*** Opening of Exercise data ***

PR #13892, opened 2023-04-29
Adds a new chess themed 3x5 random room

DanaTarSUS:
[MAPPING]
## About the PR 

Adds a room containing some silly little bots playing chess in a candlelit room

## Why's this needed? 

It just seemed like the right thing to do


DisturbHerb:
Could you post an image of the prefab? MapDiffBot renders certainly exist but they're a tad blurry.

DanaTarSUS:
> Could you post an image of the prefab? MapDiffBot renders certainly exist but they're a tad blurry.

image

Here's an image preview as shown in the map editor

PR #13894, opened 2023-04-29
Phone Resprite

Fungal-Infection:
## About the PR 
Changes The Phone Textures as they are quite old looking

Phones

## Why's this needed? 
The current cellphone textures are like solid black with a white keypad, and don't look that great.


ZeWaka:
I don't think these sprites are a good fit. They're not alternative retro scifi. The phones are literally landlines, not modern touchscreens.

*** Close of Exercise data ***

◆ **Task prompt**
Would you copy out all the entries above without changing a single character?

◆ **Output for this task**
PR #13892, opened 2023-04-29
Adds a new chess themed 3x5 random room

DanaTarSUS:
[MAPPING]
## About the PR 

Adds a room containing some silly little bots playing chess in a candlelit room

## Why's this needed? 

It just seemed like the right thing to do


DisturbHerb:
Could you post an image of the prefab? MapDiffBot renders certainly exist but they're a tad blurry.

DanaTarSUS:
> Could you post an image of the prefab? MapDiffBot renders certainly exist but they're a tad blurry.

image

Here's an image preview as shown in the map editor

PR #13894, opened 2023-04-29
Phone Resprite

Fungal-Infection:
## About the PR 
Changes The Phone Textures as they are quite old looking

Phones

## Why's this needed? 
The current cellphone textures are like solid black with a white keypad, and don't look that great.


ZeWaka:
I don't think these sprites are a good fit. They're not alternative retro scifi. The phones are literally landlines, not modern touchscreens.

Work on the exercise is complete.